Finally, an important book, or at least a chapter, has been written on Marshall McLuhan that takes its bearings from the appropriate precedents—namely my multimedia translations of McLuhan’s multimedia creations.
The author, Znore, has collected his blogs from August 19, 2012, to December 3, 2015, into a volume titled “Death Sweat of the Cluster: Selected Essays from Groupname for Grapejuice” (Sync Book Press, 2020, 400 pages).
His final chapters - 25, 26, and 27 - are titled respectively:
… And so, given the track this study is trudging, it was likely inevitable that it would eventually get sucked in by yet another vortex - the maelstrom that is Marshall McLuhan, another soul struck by the spell of the Wake. I have been circling around the edges, orbiting the event horizon, of this maelstrom for many years now, aware of its powerful attraction but without being fully submerged. No longer. The whirlwind has been reaped.
The Human Chain Extends
What finally nudged me over into the spiraling void was a form of contact through the electric ether. The simultaneously lucid and obscure, radiant and enigmatic, Bob Dobbs, arguably McLuhan’s most worthy living emissary, left a series of comments to a post at my blog.
Dobbs noted the “xenochrony” (a Zappa-coined designation, here used for “sync beyond sync, super strange coincidence”) of the fact that the themes of my post were virtually identical to those discussed by he and his posse on his weekly marathon 16-hour radio show. He invited me to phone in to the show and discuss these points. I unfortunately was unable to join the conversation, but later I listened to the archives of the show (March 14, 2015). Within the free-flowing mind-meld is commentary on my post from Dobbs and friends, including the channeled voice of an entity representing - if I get this right - the extension of immateriality. This charming alien presence goes by the moniker of iON.

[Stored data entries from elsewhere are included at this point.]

PR #2769, opened 2026-06-21
Always format JSON via Grape::Json.dump

### LINKED ISSUE #2486: Formatting with multi_json ?
Am I wrong to say that [Grape::Formatter::JSON](https://github.com/ruby-grape/grape/blob/2b8567a1ca49b3d0236fa82deb2edef34c8839cf/lib/grape/formatter/json.rb#L8) will never call `Grape::Json::Dump` since every object responds to `:to_json` ?

ericproulx:
Closes #2486.

## Summary

`Grape::Formatter::Json` and `Grape::Formatter::SerializableHash` short-circuited to `object.to_json` whenever the object responded to it. Since virtually every object responds to `to_json`, `Grape::Json.dump` was effectively never reached during formatting — so a configured `multi_json` back-end (e.g. `oj`) was silently bypassed, inconsistent with `Grape::ErrorFormatter::Json` and `Grape::Parser::Json`, which already go through `Grape::Json`.

This removes the `to_json` short-circuit from both formatters so JSON is always serialized through `Grape::Json.dump`, honoring the configured back-end consistently.

## Changes

- `lib/grape/formatter/json.rb`: drop `return object.to_json if object.respond_to?(:to_json)`.
- `lib/grape/formatter/serializable_hash.rb`: drop the same `to_json` fallback.
- `README.md`: update the `:json` formatter description.
- `UPGRADING.md`: document the behavior change (breaking).

### DIFF
--- a/CHANGELOG.md
+++ b/CHANGELOG.md
@@ -6,6 +6,7 @@
 
 #### Fixes
 
+* [#2769](https://github.com/ruby-grape/grape/pull/2769): Always format JSON via `Grape::Json.dump` so a configured `multi_json` back-end is honored - [@ericproulx](https://github.com/ericproulx).
 * Your contribution here.
 
 ### 3.3.0 (2026-06-20)
--- a/README.md
+++ b/README.md
@@ -3160,7 +3160,7 @@ end
 
 Built-in formatters are the following.
 
-* `:json`: use object's `to_json` when available, otherwise call `MultiJson.dump`
+* `:json`: serializes the object via Grape's JSON back-end (`JSON` by default, or `multi_json` when available)
 * `:xml`: use object's `to_xml` when available, usually via `MultiXml`
 * `:txt`: use object's `to_txt` when available, otherwise `to_s`
 * `:serializable_hash`: use object's `serializable_hash` when available, otherwise fallback to `:json`
--- a/UPGRADING.md
+++ b/UPGRADING.md
@@ -1,6 +1,14 @@
 Upgrading Grape
 ===============
 
+### Upgrading to >= 4.0
+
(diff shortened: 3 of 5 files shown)


dblock:
Test failures look legit.

ericproulx:
Closing this — I'm keeping the `to_json` short-circuit.

The premise was that `object.to_json` and `Grape::Json.dump(object)` are equivalent and the short-circuit only had the side effect of bypassing the configured `multi_json` back-end. That's not the case: they produce **different output**, so this isn't a no-op consistency fix — it's a silent serialization change.

`to_json` routes through each object's own JSON representation (ActiveSupport's `as_json`), while `Grape::Json.dump` (→ `JSON.generate`) only handles JSON primitives natively and falls back to `to_s` for everything else. Removing the short-circuit would change the output for `Time`, `Date`, `BigDecimal`, symbols, and any object defining `as_json`/`to_json` — and can even flip the string encoding.

Concretely, for a `Time`:

```ruby
t = Time.at(0).getlocal("+00:00")

t.to_json            # => "1970-01-01T00:00:00.000+00:00"  (ISO 8601, honors as_json)
Grape::Json.dump(t)  # => "1970-01-01 00:00:00 +0000"      (Time#to_s fallback)
```

That's a behavior regression for anyone relying on `as_json`/ISO 8601 output (which is the common case with ActiveSupport loaded), and a far wider contract break than "honor the configured back-end." The consistency gain with `ErrorFormatter::Json` / `Parser::Json` doesn't justify regressing established serialization semantics, so I'd rather leave the formatters as-is.

#2486 should be revisited with an approach that preserves `as_json` semantics if we still want the back-end to apply in the formatter path.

At any rate, this all risks getting sidetracked from the get-go. Dobbs is a wild hare warren in himself. I’ve only dipped a big toe into the immense pool of content that Dobbs has produced on the most fascinating of topics, projecting MM out into hyperspace. I’m certain that Dobbs will come up again in this study, and his insights and visions much more thoroughly explored, but for now he plays the role as an emissary, a kind of magical helper of the monomyth, and an entry point into the McLuhan Maelstrom.
Dobbs’ essay, which I’ll touch upon here, is the crucial “McLuhan and Holeopathic Quadrophrenia: The Mouse-That-Roared Syndrome."…
… The third phase, from 1977 to 1997 (around the time Dobbs wrote his essay), is a post-McLuhan phase which the mage foresaw but mostly did not get to witness himself. Dobbs describes this phase as one where the machines - for McLuhan, “the extensions of man,” - began to extend themselves.
IN SHORT, THE EXTENSIONS OF HUMANITY HAD EVOLVED TO THE POINT OF ACTUALIZING THEIR OWN DRAMA OF COGNITION. At this point, I will not get into Dobbs’ incredibly intriguing thoughts on this third phase (and presumably the “fourth phase” we are all living through right now), which Dobbs calls “the Android Meme,” but my attention here also revolves around McLuhan’s key theoretical obsession with the drama of cognition and perception.
Accordingly, it is to the first of Dobbs’ phases which I’ll primarily explore. This is when McLuhan’s visionary career really began and the stage-doors of perception started to crack open. This is also when McLuhan began his lifelong study of Finnegans Wake.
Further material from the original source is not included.